**Collected data:**
▬▬▬

PR #19, opened 2019-08-06
filesystem labels

a2geek:
I needed labels for a project I'm working on. They are recognized by Linux, so everything should be good from that perspective. This specific implementation adds a Disk#CreateFilesystemSpecial that takes a structure with parameters... with the assumption that additional details can just be added to the structure without having to then change signatures all around.

Sorry, the MBR write came along with the PR... I had committed and pushed before I realized I needed a branch!

### DIFF
--- a/partition/mbr/partiton.go
+++ b/partition/mbr/partiton.go
@@ -111,8 +111,6 @@ func (p *Partition) writeContents(f util.File, logicalSectorSize, physicalSector
 	b := make([]byte, physicalSectorSize, physicalSectorSize)
 	// we start at the correct byte location
 	start := p.Start * uint32(logicalSectorSize)
-	size := p.Size * uint32(logicalSectorSize)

▬▬▬

**TRY IT:**
Repeat the data exactly as it was given above.

**SOLUTION TO THIS PROBLEM:**
PR #19, opened 2019-08-06
filesystem labels

a2geek:
I needed labels for a project I'm working on. They are recognized by Linux, so everything should be good from that perspective. This specific implementation adds a Disk#CreateFilesystemSpecial that takes a structure with parameters... with the assumption that additional details can just be added to the structure without having to then change signatures all around.

Sorry, the MBR write came along with the PR... I had committed and pushed before I realized I needed a branch!

### DIFF
--- a/partition/mbr/partiton.go
+++ b/partition/mbr/partiton.go
@@ -111,8 +111,6 @@ func (p *Partition) writeContents(f util.File, logicalSectorSize, physicalSector
 	b := make([]byte, physicalSectorSize, physicalSectorSize)
 	// we start at the correct byte location
 	start := p.Start * uint32(logicalSectorSize)
-	size := p.Size * uint32(logicalSectorSize)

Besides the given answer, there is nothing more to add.